Views on Real Estate Mortgage for Microlending


A friend in the micro-lending industry once asked –

Is Real Estate Mortgage worth to look into for microlending?

Let me share with you our view on the circumstances and benefits of Real Estate Mortgage (REM).

REM is an accessory contract in the form of a collateral security for the  availment of the credit facility. As compared to a no collateral loan, REM may prove to be better as the lender would have some property to pursue upon default as compared to an empty hope in a non collateral situation.

To be effective, a REM has to be in a legal document to be executed by the parties. Based on such document, it shall be annotated in the title of the real property (TCT or CCT) with the Registry of Deeds.

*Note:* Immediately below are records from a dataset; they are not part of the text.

PR #968, opened 2025-11-18
add extra libs for curl (psl, krb5, unistring, idn2)

henderkes:
## Checklist before merging

  - [x] `composer cs-fix`
  - [x] `composer analyse`
  - [x] `composer test`
  - [x] Add your test combination to `src/globals/test-extensions.php`.

### DIFF
--- a/src/SPC/builder/unix/library/krb5.php
+++ b/src/SPC/builder/unix/library/krb5.php
@@ -11,6 +11,7 @@ trait krb5
 {
     protected function build(): void
     {
+        $origin_source_dir = $this->source_dir;
         $this->source_dir .= '/src';
         shell()->cd($this->source_dir)->exec('autoreconf -if');
         $libs = array_map(fn ($x) => $x->getName(), $this->getDependencies(true));
@@ -51,5 +52,6 @@ trait krb5
             'mit-krb5.pc',
             'gssrpc.pc',
         ]);
+        $this->source_dir = $origin_source_dir;
     }
 }


henderkes:
okay, musl doesn't have python?

other one just needs LD_LIBRARY_PATH.

crazywhalecc:
I remember that the reason I didn't add these dependencies to curl in the beginning was because it had a library dependency on Python. Dependent on a language with various system-level dependency issues can be quite a headache.

henderkes:
Yeah I think I'll remove psl. Looks like python is no longer default in Ubuntu either.

config/source.json
```diff
@@ -373,16 +372,6 @@
...
-    "frankenphp": {
-        "type": "ghtar",
-        "repo": "php/frankenphp",
-        "prefer-stable":  true,
-        "provide-pre-build": false,
-        "license": {
-            "type": "file",
-            "path": "LICENSE"
-        }
-    },
```
crazywhalecc, line 385: Revert?

src/SPC/builder/unix/library/krb5.php
```diff
@@ -0,0 +1,55 @@
...
+
+use SPC\util\executor\UnixAutoconfExecutor;
+use SPC\util\SPCConfigUtil;
+
+trait krb5
+{
+    protected function build(): void
+    {
+        $this->source_dir .= '/src';
+        shell()->cd($this->source_dir)->exec('autoreconf -if');
```
crazywhalecc, line 16: If there is no need to modify the root directory, it is best to pass the subpath directly instead of modifying it.

config/source.json
henderkes: It's up 200 lines, removing the duplicate here.

src/SPC/builder/unix/library/krb5.php
henderkes: How do we pass a subpath directly? I tried searching for it, but couldn't find it.

crazywhalecc: I mean `shell()->cd("{$this->source_dir}/src")->exec()` instead of modifying it.

henderkes: Not working for UnixAutoconfExecutor, that's why I changed it.

crazywhalecc: Ah that makes sense. But I think it would be more appropriate to add an arg for executor. I would make changes in 3.0 rather than this PR. I will test later to see if it affects other functions, or we can restore it at the end.

PR #976, opened 2025-11-26
Rename static-php-cli to StaticPHP

crazywhalecc:
## What does this PR do?

Prepare for future brand promotion :/

I have reservations about renaming and moving the repository, as GitHub will automatically redirect to the new repository, so it may not be difficult. But I think it's not too late to do it after version 3.0.

## Checklist before merging

  - [ ] `composer cs-fix`
  - [ ] `composer analyse`
  - [ ] `composer test`

### DIFF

The purpose of this is for the binding effect of the REM to third parties. Upon default, foreclosure proceedings will follow to take the property – either out-of-court (extra-judicial), or judicial.  Foreclosure sale may be had and should the proceeds by insufficient to pay the outstanding loan obligation, the lender may pursue the borrower for the deficiency. Upon successful foreclosure, the buyer or lender will conditionally take the property, subject to the right of redemption by the borrower within one year. Should the borrower fail to redeem the property, the lender shall now proceed to consolidate title and could now freely dispose of the property.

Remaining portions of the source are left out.